Dos balas

rapto-de-proserpina

Abrí el sobre en el ascensor. Era blanco, de los que llevan plástico de burbuja por dentro y solapa autoadhesiva. Estaba mi nombre de pila escrito a mano en letras góticas, sin dirección. No había carta, sólo un cartucho de nueve milímetros con la vaina de un color dorado mustio y la bala con una pátina cobriza. Mientras me disponía a sacar la llave para abrir la puerta, volvieron a mi memoria detalles del día que me habían pasado desapercibidos, como el pájaro escarchado que yacía debajo de una acacia de camino al autobús o, el brillo de los gemelos del director cuando coincidimos en el ascensor. Son de oro y tienen  forma de pistola. “Intimidan, son una herramienta de trabajo”, me explicó un día tomando café. Entré en casa, dejé el maletín en el suelo y el puñado de cartas en la mesita de entrada. La niña vino corriendo a abrazarme, me acuclillé para recibirla, las puntas de mi bufanda escocesa tocaron el suelo.

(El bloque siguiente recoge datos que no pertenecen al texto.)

PR #8383, opened 2022-10-21
fix(nuxt): routerBehavior comparison for hash block

jiblett1000:
### ❓ Type of change

- [ x] 🐞 Bug fix (a non-breaking change that fixes an issue)

### 📚 Description

Unless I'm mistaken, the comparison made here should be checking if the routes are `===` and not `!==`. Before, the hash logic wasn't reachable.

### 📝 Checklist


pi0 (approved):
Nice spot!

PR #8421, opened 2022-10-23
fix(nuxt): avoid directly importing `vue-router` inside `<NuxtLayout>`

danielroe:
### 🔗 Linked issue

resolves https://github.com/nuxt/framework/issues/8415

### ❓ Type of change

### 📚 Description

As noted in https://github.com/nuxt/framework/pull/8133, this follows up to remove a `vue-router` dependency from all use of `<NuxtLayout>`.

### 📝 Checklist

### DIFF
--- a/packages/nuxt/src/pages/module.ts
+++ b/packages/nuxt/src/pages/module.ts
@@ -23,6 +23,11 @@ export default defineNuxtModule({
     // Disable module (and use universal router) if pages dir do not exists or user has disabled it
     if ((nuxt.options.pages === false || (nuxt.options.pages !== true && !pagesDirs.some(dir => existsSync(dir)))) && !isRouterOptionsPresent) {
       addPlugin(resolve(distDir, 'app/plugins/router'))
+      // Add vue-router import for `<NuxtLayout>` integration
+      addTemplate({
+        filename: 'vue-router-imports.mjs',
+        getContents: () => 'export { useRoute } from \'#app\''
+      })
       return
     }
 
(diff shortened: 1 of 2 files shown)


Atinux (approved):

packages/nuxt/src/pages/module.ts
```diff
@@ -23,6 +23,11 @@ export default defineNuxtModule({
     // Disable module (and use universal router) if pages dir do not exists or user has disabled it
     if ((nuxt.options.pages === false || (nuxt.options.pages !== true && !pagesDirs.some(dir => existsSync(dir)))) && !isRouterOptionsPresent) {
       addPlugin(resolve(distDir, 'app/plugins/router'))
+      // Add vue-router import for `<NuxtLayout>` integration
+      addTemplate({
+        filename: 'vue-router-imports.mjs',
+        getContents: () => 'export { useRoute } from \'#app\''
```
pi0, line 29: In this case, virtual name is not accurate. Maybe we can rename rename it to `pages.mjs` or something?

(as better refactor we shall provide a generic internal `#imports` layer but fine to not doing it now)

danielroe: `#imports` conflicts with our unimport integration.

danielroe: ... and just in case you're wondering, we can't import from it in virtual templates.

pi0: Both I'm aware of :) Suggesting to make a new internal _like_ `#imports` for this purpose...

pi0 (approved):

Issue #8414, opened 2022-10-22
Memory Leak on route navigation


warflash:
### Environment

------------------------------
- Operating System: `Linux`
- Node Version:     `v16.14.2`
- Nuxt Version:     `3.0.0-rc.12`
- Nitro Version:    `0.6.0`
- Package Manager:  `npm@7.17.0`
- Builder:          `vite`
- User Config:      `-`
- Runtime Modules:  `-`
- Build Modules:    `-`
------------------------------

### Reproduction

https://v3.nuxtjs.org/getting-started/introduction

### Describe the bug

repeatedly switch tabs from e.g. `get started` to `guide` and watch the memory increase.
Fresh load
![image](https://user-images.githubusercontent.com/22006082/197361818-10e11af2-e8c4-4ca9-b356-05e40ae8eeda.png)
After 30 swaps
![image](https://user-images.githubusercontent.com/22006082/197361829-1373a5da-fb7e-4f99-8b79-4ae9a1d37504.png)

### Additional context

For bigger pages this results in 100s of leaked MBs within only a handful of route changes which in turn makes switching routes take seconds and is really bad user experience.

warflash:
@danielroe Just to make sure, this is not limited to the docs (since you added the docs label) and rather seems like common behaviour

danielroe:
@warflash Can you identify any commonalities between your site and the docs? (Are you using Nuxt content, for example?) Are you able to provide a minimal reproduction?

warflash:
Hey @danielroe we are using content indeed, so I tried removing it and the issue persisted. 
I do not have a minimal reproduction but the same behaviour can be see with nuxt movies which you guys recently released, which is somewhat minimal I guess? 
https://movies.nuxt.space/search
swapping back and fourth between any page takes up ram which even when force garbage collecting is not given back. It doesnt grow as quickly as in our app here, probably due to the app being simpler but the behaviour is the exact same.
Initial load:
![image](https://user-images.githubusercontent.com/22006082/197385357-cccf8c5a-dd18-4aaa-9f89-86e38bf04cac.png)
20 swaps or so between `/search` and `/tv`, force gc'ed afterwards:
![image](https://user-images.githubusercontent.com/22006082/197385382-1c8a0a26-801c-4926-8937-ac483f43755b.png)
Seems to be even worse on firefox, gotten up to 60mb on movies with just a few navigations.

warflash:
[...]

PR #8434, opened 2022-10-24
docs: disable transitions by default

danielroe:
### 🔗 Linked issue

hotfix to work around #8414 

### ❓ Type of change

### 📚 Description

I do not believe we are currently using transitions so we probably should disable these anyway. This also serves to seriously reduce a memory leak that we're looking into.

### 📝 Checklist

### DIFF
--- a/docs/nuxt.config.ts
+++ b/docs/nuxt.config.ts
@@ -1,6 +1,10 @@
 import { join } from 'pathe'
 
 export default defineNuxtConfig({
+  app: {
+    pageTransition: false,
+    layoutTransition: false
+  },
   extends: process.env.WEBSITE_THEME ? join(process.env.WEBSITE_THEME, 'theme') : '@nuxt-themes/website',
   build: {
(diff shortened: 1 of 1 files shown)


pi0 (approved):
LGTM. /cc @Atinux

Atinux:
Thanks @danielroe 

Shall we simply disable transitions by default in Nuxt 3? 🤔

danielroe:
There is merit in that. They cause issues like https://github.com/nuxt/framework/issues/3587 when many users may not be using them at all ...

wdyt @pi0?

Atinux:
It also brings Nuxt 3 as light as possible when starting

pi0:
Makese sense to disable transitions by default. We only need proper way to guide users to enable it back

manniL:
I think disabling them by default is a good idea to reduce friction, as long as docs cover how to use them (e.g. with an extra section).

-Qué pálido estás papá, y qué fría tienes la barba.

Durante la comida apenas probé bocado. Natalia levantó el cuchillo y el tenedor del filete, los mantuvo un segundo en el aire, como si trinchara sus propias palabras. Preguntó si había habido algún contratiempo en la presentación ante el comité de dirección.

-Qué va, al contrario –contesté- Cuando les muestras en la pantalla las curvas de ventas que suben en picado te consideran uno de los suyos, por un rato.  Al final todo sonrisas, palmadas en la espalda y promesas. Todo va bien mientras les engordes la cartera.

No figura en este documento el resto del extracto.